Note: You should have placed your datasources.yml file in the source directory of your host machine. The value in this field is relative to the mount location of the container (target). For example, if you have a mount target set to /dwcc-output, the value for --datasource-mapping-file will be /dwcc-output/datasources.yaml.

No

The following options apply only for cataloging database resources from Warehouses and Lakehouses

-A, --all-schemas

Catalog all schemas.

Yes (if --schema is not set)

-S, --schema

Select this option to specify the names of the database schema to be catalog.

Yes

(if --all-schemas is not set)

--collect-extended-properties

Harvest information about extended properties from SQL Server type databases.

No

--disable-extended-metadata, --disable-extended-metadata-collection

Skip harvesting of extended metadata for resource types such as database, schema, table, columns functions, stored procedures, user defined types, synonyms.
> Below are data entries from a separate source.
PR #3826, opened 2022-05-04
feat: bookmark compatibility routing for react and angular

timotheeg:
## Problem

People may have bookmarked URLS into forms.

Angular JS uses Hash based routing (e.g. path like `/#!/examples`), where the URL hash is NOT sent to the server. 

Because the server doesn't get to see the URL, the frontend needs to be able to identify the old URLs and redirect to the new URL scheme.

For example:

`/#!/:formid/admin` -> `/admin/forms/:formid`

## Solution
Implement a router in react that will check the hash on the base route and redirect as needed.

### DIFF
--- a/frontend/public/index.html
+++ b/frontend/public/index.html
@@ -2,6 +2,7 @@
 <html lang="en">
   <head>
     <meta charset="utf-8" />
+    <base href="/" />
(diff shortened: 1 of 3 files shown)


timotheeg:
Will reopen with v2-name branch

Basic metadata for these resource types will still be harvested.

No

--disable-lineage-collection

Skip harvesting of intra-database lineage metadata. This applies only to database resources such as views.

No

--enable-column-statistics

Enable harvesting of column statistics (i.e. data profiling).

Note: Activating the profiling feature may extend the running time of the collector. This is because the collector needs to read the table data to be able to gather metadata for profiling.

No

--exclude-schema

Specify the name or regular expression of the database schema to be excluded. Applicable only if --all-schemas is specified.

No

--exclude-system-functions

Specify to exclude system functions.

No

--include-information-schema

When --all-schemas is specified, include the database's Information Schema in catalog collection (ignored if --all-schemas is not specified).

No

--jdbc-property

JDBC driver properties to pass through to driver connection, as name=value pair. Use the parameter multiple times for multiple properties. For example, --jdbc-property property1=value1--jdbc-property property2=value2

Note: by default the collector uses authentication=ActiveDirectoryServicePrincipal, and encrypt=true

No

--sample-string-values

Enable sampling and storage of sample values for columns with string values.

Note: Only applies if Enable column statistics collection is turned on.

No

--target-sample-size 

To control the number of rows sampled for computation of column statistics and string-value histograms. For example, to sample 1000 rows, set the parameter as: --target-sample-size=1000. Default is 100000.

Note: Only applies if Enable column statistics collection is turned on.

 No



Common troubleshooting tasks

  • A list of common issues and problems encountered when running the collectors is available here.

Automating updates to your metadata catalog

Maintaining an up-to-date metadata catalog is crucial and can be achieved by employing Azure Pipelines, CircleCI, or any automation tool of your preference to execute the catalog collector regularly.

There are two primary strategies for setting up the collector run times:

  • Scheduled: You can configure the collector according to the anticipated frequency of metadata changes in your data source and the business need to access updated metadata. It's necessary to account for the completion time of the collector run (which depends on the size of the source) and the time required to load the collector's output into your catalog. This could be for instance daily or weekly. We recommend scheduling the collector run during off-peak times for optimal performance.

  • Event-triggered: If you have set up automations that refresh the data in a source technology, you can set up the collector to execute whenever the upstream jobs are completed successfully. For example, if you're using Airflow, Github actions, dbt, etc., you can configure the collector to automatically run and keep your catalog updated following modifications to your data sources.